Dataset items:

Issue #435, opened 2026-08-08
IpcClient::connect is uninterruptible on Unix, so both sync IPC paths can hang past their advertised deadline


vfarcic:
## What

Both synchronous IPC paths establish the connection with a blocking, uninterruptible call and only apply a deadline afterwards:

- `src/hook.rs` — `IpcClient::connect(path)`, then `set_timeouts(remaining)` (the `get-seed` request path)
- `src/ui.rs:669-671` — `IpcClient::connect(&path)?`, then `stream.set_timeouts(timeout)?` (`send_daemon_request_blocking`, on the attach socket)

On Unix, `IpcClient::connect` is a straight lift of `std::os::unix::net::UnixStream::connect` (`src/platform/ipc/unix.rs:160`), which is blocking and honours no timeout. So the deadline each caller advertises does not actually cover connect.

## Is it reachable?

The mechanism is real, and I confirmed it directly: a **blocking** `connect()` to a Unix socket whose listener has a full backlog and never calls `accept()` blocks indefinitely — it does not return `EAGAIN` or `ECONNREFUSED`. (A non-blocking socket gets `EAGAIN` instead, which is why this only bites the blocking path.)

Reachability is narrow, though. The hook socket's accept loop at `src/daemon.rs:1000` `tokio::spawn`s each connection and returns to `accept()` immediately, so the backlog only fills if the entire tokio runtime is starved *and* enough connections queue behind it. This is a hardening gap, not an everyday hang.

Windows is already bounded — `IpcClient::connect` there retries `ERROR_PIPE_BUSY` against `CONNECT_RETRY_BUDGET` and gives up (`src/platform/ipc/windows.rs`).

## Suggested fix

Add a `connect_timeout`-style constructor to `IpcClient` and use it on both sync paths. `std::os::unix::net::UnixStream` has no `connect_timeout` (unlike `TcpStream`), so the Unix side needs the manual form: create the socket non-blocking, `connect`, poll the fd for writability with the remaining budget, check `SO_ERROR`, then restore blocking mode. Windows can keep its existing retry-budget behavior behind the same signature.

With that in place, `hook.rs`'s "bounds the **whole exchange**" doc comment becomes literally true rather than approximately true.

## Context

[...]

Issue #163, opened 2026-06-14
Windows process, path & filesystem platform backends


vfarcic:
## PRD: Windows process, path & filesystem platform backends

**Phase 2 of native Windows support** — depends on the platform-abstraction foundation in #42 (the `src/platform/` seam, `cfg`-gated `libc`, the IPC abstraction, and the `windows-latest` CI job). #42 holds the canonical architecture, the per-category Unix→Windows mapping, the behavior-equivalence risk analysis, and the locked v1 decisions.

**Problem**: After #42 lands, the `platform/` seam exists and IPC is cross-platform, but five Unix-only mechanism categories still have no Windows backend: paths & shell (`$HOME`/`/bin/sh -c`), daemon detach & spawn lock (`setsid`+`pre_exec`, `flock`), peer-PID & lifecycle signals (`SO_PEERCRED`/`LOCAL_PEERPID`, `kill`/`killpg`), the filesystem security model (`umask`/mode-bits/`O_NOFOLLOW`), and clipboard (`/dev/tty`). So the daemon can't fully spawn, stop, signal, secure, or share-clipboard on native Windows.

**Solution**: Implement the Windows `windows.rs` backend for each `platform/` submodule, preserving the Unix backend byte-for-byte. Per #42's locked decisions: `dirs` crate + `%LOCALAPPDATA%`; `cmd /C`; `DETACHED_PROCESS`+Job-Object breakaway; named mutex spawn lock; `GetNamedPipeServerProcessId`; `KIND_SHUTDOWN`→`TerminateProcess` + Job-Object agent teardown; current-user-only pipe security descriptor + dir ACLs; `CONOUT$` clipboard. v1 ships best-effort graceful shutdown (`CTRL_BREAK_EVENT`→`TerminateJobObject`), differences documented.

**Detailed PRD**: See [prds/163-windows-platform-backends.md](https://github.com/vfarcic/dot-agent-deck/blob/main/prds/163-windows-platform-backends.md)

**Priority**: Medium

PR #466, opened 2026-08-09
fix(orchestration): let a dispatched orchestration delegate, and make a failed delegate loud

vfarcic:
Fixes the reported bug: an orchestration started with `dot-agent-deck dispatch --orchestration` cannot delegate to its worker roles, while the same orchestration started with `Ctrl+N` can.

Two stacked defects, both real. Each change below is labelled with the defect it addresses.

## Defect 1 (primary) — pane identity: the daemon never learned who these panes were

**Changes:** `src/state.rs` (new `AppState::register_orchestration_role`), `src/spawn.rs`, `src/daemon_protocol.rs`, `src/dispatch.rs`, `src/daemon.rs`, `src/issue_dispatch_run.rs`.

The daemon's `pane_role_map` / `orchestrator_pane_ids` / `pane_orchestration_map` — the maps `handle_delegate` routes on — were populated in exactly one place: the `AttachRequest::StartAgent` handler. That is the path a TUI-initiated (`Ctrl+N`) orchestration takes, and the **only** path that went through it. An orchestration the daemon spawns *itself* (`dispatch --orchestration`, a scheduled fire, issue dispatch) reaches `AgentPtyRegistry::spawn_agent` directly via `spawn::spawn` and never touched that state, so `handle_delegate` dropped every delegate at its first check with `delegate from unknown pane`.

The pane id's **string shape was incidental**, not the cause. The brief's hypothesis was that `sched-dispatch-<name>-<n>-r0` could not be resolved where a numeric `14` could; in fact nothing ever *recorded* the dispatched id, so any id shape would have been equally unknown. `handle_delegate` has always been shape-agnostic — it does a `HashMap` lookup on a `String`.

Both spawn paths now register through **one** shared function, which is the point: a second inlined copy is how they drifted apart. The daemon's `AppState` is threaded into `spawn::spawn`, fixing the dispatch, scheduler and issue-dispatch paths together. Registration happens synchronously before `spawn` returns and before the orchestrator's prompt is delivered, so a fast orchestrator's first delegate cannot beat its own registration.

One deliberate difference from the `StartAgent` path: the orchestrator is registered by `orch_idx`, not the raw `is_start_role` flag. `orch_idx` is already this path's authority on which role receives the orchestrator context, and it falls back (`orchestrator` by name → any `start = true` → role 0) where `is_start_role` alone is false for *every* role of an orchestration whose toml sets no `start` — which would have left this same bug for a narrower input. The `StartAgent` path knowingly still uses the raw flag; unifying the rule is **#523** (see round 2 below).

## Defect 2 (secondary) — silent failure: `delegate` could not tell success from failure

**Changes:** `src/event.rs` (new `DelegateResponse`), `src/state.rs` (`handle_delegate` now returns it), `src/daemon.rs` (replies on the connection), `src/hook.rs` (new `send_and_await_reply`), `src/main.rs`.

`delegate` was fire-and-forget: it exited 0 without waiting to hear whether anything happened. So an orchestrator whose delegation had been dropped was told it succeeded, announced that its worker was now working, and waited forever for a `work-done` that could never arrive — which is what turned a routing bug into a hung orchestration instead of an error message.

The daemon now answers on the same hook-socket connection (the `GetSeed` / `ListTargets` pattern) and the CLI reports it. Non-zero exit plus a stderr message naming the pane id and what could not be resolved, for both failure shapes:

- a sender the daemon holds no orchestration role for, or one that is not its orchestration's orchestrator;
- a `--to` role set that resolves to **no** worker pane at all — which also used to exit 0 having reached nobody.

```
$ dot-agent-deck delegate --to worker --task probe   # pane with no role
Error: delegate from pane xcaller failed: the daemon holds no orchestration role
for pane xcaller, so this delegate was routed nowhere. Only a pane spawned as
part of an orchestration can delegate.
$ echo $?
1
```

A delegate that reaches **some** of its roles is a distinct outcome and is reported as one — see round 2.

## Review round 2 (@prageethw + greptile)

Seven threads. Every finding is answered in its thread; the code changes are:

| finding | resolution |
|---|---|
| **BLOCKER** — a partially-delivered delegate reported total failure, and the retry double-dispatches | non-zero now only when **nothing** landed; a half-landed delegate exits 0 and names both sides |
| the message asserted a cause it had not established | it now states all three causes (absent role / the orchestrator itself / closed worker pane) |
| a fully-defaulted `DelegateResponse` + `Err(_) => SUCCESS` fails open | `kind` discriminator; a reply that does not identify itself is treated as `NoReply`, not as success |
| no read deadline on Unix | `send_and_await_reply` now shares `get-seed`'s bounded transport (5s **total-operation** deadline) |
| the registrar was unified, the orchestrator rule was not | documented at the site, split out as **#523** |
| greptile P1 — stale targets report successful delivery | adjudicated in-thread, split out as **#524**; `delivered`'s doc comment now states the caveat |
| nothing that blocks a merge would fail if the rejection went silent again | **10 unit tests** in the fast tier, plus the half-landed case in `dispatch/001` |

Also in this round: the branch was merged with `main`, which surfaced a **semantic merge conflict** GitHub reported as `MERGEABLE` throughout. #419 landed its own `hook::SocketReply` while this branch was open; the two merge textually without a conflict marker and then fail to compile (`SocketReply` defined twice, conflicting `Debug` impls). This branch's copy is deleted and `send_and_await_reply` returns main's enum — whose doc comment already anticipated this exact caller ("as the not-yet-submitted `delegate` wiring will"). Sharing that implementation is also what gives the Unix read its deadline, so the two resolutions are one change.

⚠️ **#435 is in flight in the same file** (`IpcClient::connect` is uninterruptible on Unix, so both sync IPC paths can hang past their advertised deadline). This PR deliberately adds **no** new timeout machinery — it routes `delegate` through the transport `get-seed` already uses — so it should not conflict; whichever lands second should rebase.

## CLAUDE.md rule 12 — cross-version contract

**Decision: no `PROTOCOL_VERSION` bump and no `changelog.d/*.breaking.md`.** The attach protocol is untouched; the hook-socket change is purely additive (the daemon writes a reply line where it previously wrote none), and old/new builds interoperate in both directions.

`send_and_await_reply` exists specifically for this: `request_from_socket` folds "no daemon" and "old daemon that does not answer this verb" into one `None`, and reporting those the same way would make a newer CLI call every delegate against an older daemon a failure. Only a genuinely undelivered signal is reported as one.

**Re-run for round 2**, because the round-2 changes moved the reply shape again (the new `kind` field) — against **v0.36.0** this time, in a sandbox with sockets, `HOME`, state dir **and `DOT_AGENT_DECK_LOG`** all isolated (the rule's own warning about the log path; verified by the two daemons' lines landing in the sandbox logs):

| case | exit | ms | result |
|---|---|---|---|
| new CLI → new daemon | 1 | 7 | loud message naming the pane |
| new CLI → **old** daemon (v0.36.0) | 0 | 6 | Unix half-close ⇒ prompt `NoReply`, no false failure, no stall |
| **old** CLI → new daemon | 0 | 5 | signal received and handled — unchanged |
| old CLI → old daemon | 0 | 6 | control |
| new CLI → new daemon, **after** an old caller hung up | 1 | 6 | the daemon's reply-write to a departed caller does not wedge its hook loop |

The reply on the wire, read straight off the socket:

```json
{"kind":"delegate","delivered":[],"unresolved_roles":[],"error":"the daemon holds no orchestration role for pane xcaller, …"}
```

`kind` is `#[serde(default)]` on the way in, so an older reader is unaffected — and no older reader exists anyway: before this PR the daemon wrote no reply at all and the CLI read none.

Bump policy while `0.x`: bugfix → **patch**. The `delegate` exit-code change is user-visible behaviour, but rule 12 defines "breaking" as old/new builds no longer interoperating, which is explicitly not generic user-facing change.

## Tests — reproduce-first

Per the skill, existing coverage was **extended**, not duplicated — and both entries' `Does not assert` lines named this exact gap ("a real delegation round-trip", "a delegation round-trip"), which is how the bug shipped green.

**`orchestration/dispatch/001`** (cat roles, zero tokens) — runs the real `delegate` CLI from the dispatched orchestrator and requires the daemon-authored pointer to reach the worker's PTY. The **control** the skill asks for is the same orchestration opened via `Ctrl+N`, in the same deck, same fixture, same roles, same CLI — only the spawn path differs — and it runs **first**, so a broken control is reported as a harness fault rather than read as a product result. Also pins defect 2's exit codes, and (round 2) the half-landed case.

**`orchestration/dispatch/002`** (three real Haiku agents) — asks the *real* orchestrator to delegate a sentinel-file task and requires the *real* `coder` to actually create the file in the dispatched worktree. That is the user's altitude: "I dispatched an orchestration and the team got something done."

**Round 2 added 10 unit tests in the tier that gates a merge**, because the two above are behind `#![cfg(feature = "e2e")]` and no CI build job passes `--features e2e` — so a refactor returning `DelegateResponse::default()` from the unknown-pane path, restoring the exact silent success being fixed, passed every gate. Five sit beside the `delegate_targets_*` tests in `src/state.rs` (unknown pane, registered non-orchestrator pane, unresolvable role, partial delivery, `orch_idx` registration) and five on the CLI's `delegate_verdict` / `parse_delegate_reply` seams in `src/main.rs`.

Evidence the e2e tests are honest:

- Confirmed **red for the reported reason** before any fix, with the daemon log showing `delegate from unknown pane pane_id=sched-dispatch-team-probe-0-r0` while the control's `pane_id=2` was accepted in the same run.
- Each fix **reverted independently** turns them red again. Reverting defect 1 now fails at the CLI's exit code rather than 90s later at the pointer, because the two fixes compose.
- The first harness attempt was itself wrong and was fixed before being trusted: after a `clear=true` respawn two records briefly share a pane id, and `.find()` could return the dead one — a coin flip that failed the *control* once.
- `dispatch/002` needed `wait_until_panes_settled` before injecting. Without it, it passed in ~17s alone and failed at its full 300s budget inside a full `cargo test-e2e`: on a loaded machine the directive lands in a claude TUI's mid-init lull and is dropped. Confirmed fixed by a full-suite run.

## Gates

- `cargo fmt --check` and `cargo clippy --workspace --all-targets --features e2e -- -D warnings` — clean.
- `cargo test-fast` — 2533 passed, 0 failed.
- `cargo xtask linkage-check` — ok.
- `cargo test-e2e` — see the comment thread for the round-2 run.


src/state.rs
```diff
@@ -2968,6 +3061,18 @@ impl AppState {
...
+        // Reported once the fan-out is QUEUED, not once each worker has answered.
+        // The dispatches are deliberately detached (see above), so waiting here
+        // would re-introduce the multi-second stall that async-dispatch removed.
+        // "Queued to a resolved worker pane" is the strongest claim this call can
+        // honestly make, and it is precisely the claim the old silent exit-0 made
+        // falsely.
+        crate::event::DelegateResponse {
+            delivered,
+            unresolved_roles,
+            error: None,
```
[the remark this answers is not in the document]
vfarcic: Verified — this is valid, and I am deliberately leaving it for human review rather than fixing it in this PR (author's call). Flagging it here so @prageethw can weigh in with full context.

**The mechanism checks out.** The only daemon-side caller of `unregister_pane` is the `StopAgent` handler (`src/daemon_protocol.rs:1465`); the `src/ui.rs` call sites operate on the TUI's own `AppState`, not the daemon's. So a worker that exits *without* going through the explicit pane-close path — a crash, or an agent that quits on its own — leaves `pane_role_map` / `pane_orchestration_map` behind. `delegate_targets` then still matches that role, it lands in `delivered`, and the CLI exits 0. The actual PTY write happens later inside `dispatch_one_owned`, which runs in a detached `tokio::spawn`, so its `NotFound` cannot reach the response.

**Scope, to be precise about what this PR does and does not claim.** The staleness itself predates this PR — `delegate_targets` has always been able to resolve a dead pane. What changed is that it now has a *consequence*: before, `delegate` exited 0 unconditionally, so there was no success claim to be wrong. This PR makes the claim, and the claim is "queued to a resolved worker pane", which is what the code comment on the return value says. A stale mapping makes *resolved* wrong, so the claim is wrong with it.

So this is a genuine gap in the fix, not in the original bug. The reported defect (a dispatched orchestration whose roles were never registered at all) is fixed and covered by `orchestration/dispatch/001` + `002`; this is the adjacent case of a role registered but no longer live.

**Two directions a fix could go**, which is exactly the judgement call worth a human on it:

1. *Liveness-check at resolution* — filter `delegate_targets` on `registry.pane_is_live(...)` (already used by `spawn_or_reuse`'s reuse gate) so a dead pane is reported as unresolved, alongside a role that has no pane at all. Cheap and synchronous, but it is a second source of truth about liveness sitting beside the role maps.
2. *Clean up on unexpected exit* — call `unregister_pane` when the daemon observes a pane's process die, not only on `StopAgent`. Fixes the root cause and would also stop stale panes participating in `handle_work_done` routing, but it is a broader change with its own blast radius.

Happy to take either in a follow-up, or in this PR if the reviewer would rather it not ship as-is.

prageethw (commented):
Read-only review at `0935b27b` in a detached worktree. Full +846/−33 across 12 files. No tests run, no binary started, no daemon, no `delegate` issued, no GitHub writes.

**Verdict: merge-worthy.** The diagnosis is right — only `AttachRequest::StartAgent` populated the daemon's role maps, so daemon-spawned orchestrations were unroutable — the shared `register_orchestration_role` is the correct shape, and the loud-failure half is a real improvement over a genuinely dangerous silent success.

Two things I'd want addressed before or immediately after merge.

---

## 1. A partial delegate reports total failure — and a retry double-dispatches · **blocker, small fix**

`src/main.rs:748-761`.

**The scenario:** an orchestration with roles `orchestrator`, `coder`. The orchestrator runs `delegate --to coder --to tester`.

- `handle_delegate` produces `delivered = ["coder"]`, `unresolved_roles = ["tester"]`, `error = None` (`state.rs:2957-2973`).
- The fan-out loop at `state.rs:2998` **then runs for `coder`** — `arm_idle_worker_watch_for_delegation` arms its record, `dispatch_one_owned` is spawned, and the task genuinely reaches the coder pane.
- `handle_delegate` returns at `state.rs:3070`. The CLI prints an error naming only `tester`, and exits **1**.
- The orchestrator applies **the contract this PR establishes** — non-zero means it did not land — and re-issues the delegate.
- The coder now receives the same task twice, arming a second idle-worker record for one pane.

That last step is a hazard the codebase already names, at `state.rs:4604-4617`: *"the second superseding the first, so a single `work-done` would leave one armed"* — with a unit test that exists specifically to stop one signal producing two dispatches into a pane. The stderr text gives the orchestrator no way to know `coder` must be excluded from the retry.

**Worth noting:** `resp.delivered` is **already on the wire and unread by the CLI**. `grep DelegateResponse src` shows `main.rs` only ever inspects `error` and `unresolved_roles`. The fix needs no protocol change.

**Suggested minimum:**

```
Error: delegate from pane {pane} reached no worker for role(s): tester.
Delivered to: coder — do NOT re-send to those roles; re-issue only the unresolved ones.
```

A distinct exit code for partial vs total (2 = partial) would be better still, but naming `delivered` on stderr is the floor.

## 2. None of this is exercised by CI — reverting either fix stays green · **blocker, cheap**

- `tests/e2e_dispatcher_mode.rs:1` is `#![cfg(feature = "e2e")]`.
- `.github/workflows/ci.yml:166` is `cargo nextest run` — no `--features e2e`. Same at `:267` and `:300`.
- So `orchestration/dispatch/001` and `/002` — the only two tests that would catch a regression — **are never executed by any CI job**.

Your evidence that both tests are load-bearing (*"reverting either fix alone turns this test red"*) is real, but it was established on your machine and CI cannot repeat it. `grep -rn "DelegateResponse\|register_orchestration_role\|send_and_await_reply" src tests` returns **no test file at all** — there is no fast-tier reference to any of the three new APIs.

**Suggested:** three or four fast-tier unit tests beside the existing `delegate_targets_*` tests in `src/state.rs` — they already build an `AppState` by hand and construct `AgentPtyRegistry::new()` (`:4545-4617`, `:4686`), so each is a few lines:

- `handle_delegate` from a pane absent from `pane_role_map` → `resp.error.is_some()`, message contains the pane id;
- from a registered non-orchestrator pane → `resp.error` names the role;
- from a valid orchestrator with `--to` a role having no pane → `unresolved_roles == ["x"]`, `error.is_none()`;
- `register_orchestration_role(pane, role, true, identity, cwd)` → pane lands in `orchestrator_pane_ids`, `pane_role_map`, `pane_orchestration_map` — this one pins the registrar contract both callers now depend on.

Keep the e2e tests as they are: they cover the integration, the unit tests cover the regression.

---

## Suggestions

**3. `is_start_role` vs `orch_idx` — the two spawn paths still diverge, so the same bug survives on `Ctrl+N`.**

```rust
// spawn.rs:567-575
st.register_orchestration_role(&agent.pane_id, &role.role_name, idx == orch_idx, …);
// daemon_protocol.rs:1373-1379
state.write().await.register_orchestration_role(pane_id, &role_name, is_start_role, …);
```

For a toml with two roles and **no** `start = true`: the interactive path sends `is_start_role: role.start` — `false` for every role (`tab.rs:870`) — while the tab separately computes `start_role_index = …unwrap_or(0)` (`tab.rs:919`) and delivers the orchestrator prompt to role 0. Nothing enters `orchestrator_pane_ids`. Role 0 then runs `delegate` and is rejected with — and this is worth reading aloud — *"pane 7 is the `orchestrator` role, not this orchestration's orchestrator, so it may not delegate."* The same input through `dispatch --orchestration` works, because `orch_idx` falls back.

Your own justification for using `orch_idx` — that the raw flag *"would have left this same bug for a narrower input"* — is exactly right, and is applied to only one of the two callers.

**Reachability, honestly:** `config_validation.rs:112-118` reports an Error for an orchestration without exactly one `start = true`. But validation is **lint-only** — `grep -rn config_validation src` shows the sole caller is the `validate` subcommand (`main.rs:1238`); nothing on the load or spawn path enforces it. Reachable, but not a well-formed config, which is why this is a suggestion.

What you need to do: Please list every line of the records that contains "straight".

Reply to the exercise:
On Unix, `IpcClient::connect` is a straight lift of `std::os::unix::net::UnixStream::connect` (`src/platform/ipc/unix.rs:160`), which is blocking and honours no timeout. So the deadline each caller advertises does not actually cover connect.
The reply on the wire, read straight off the socket:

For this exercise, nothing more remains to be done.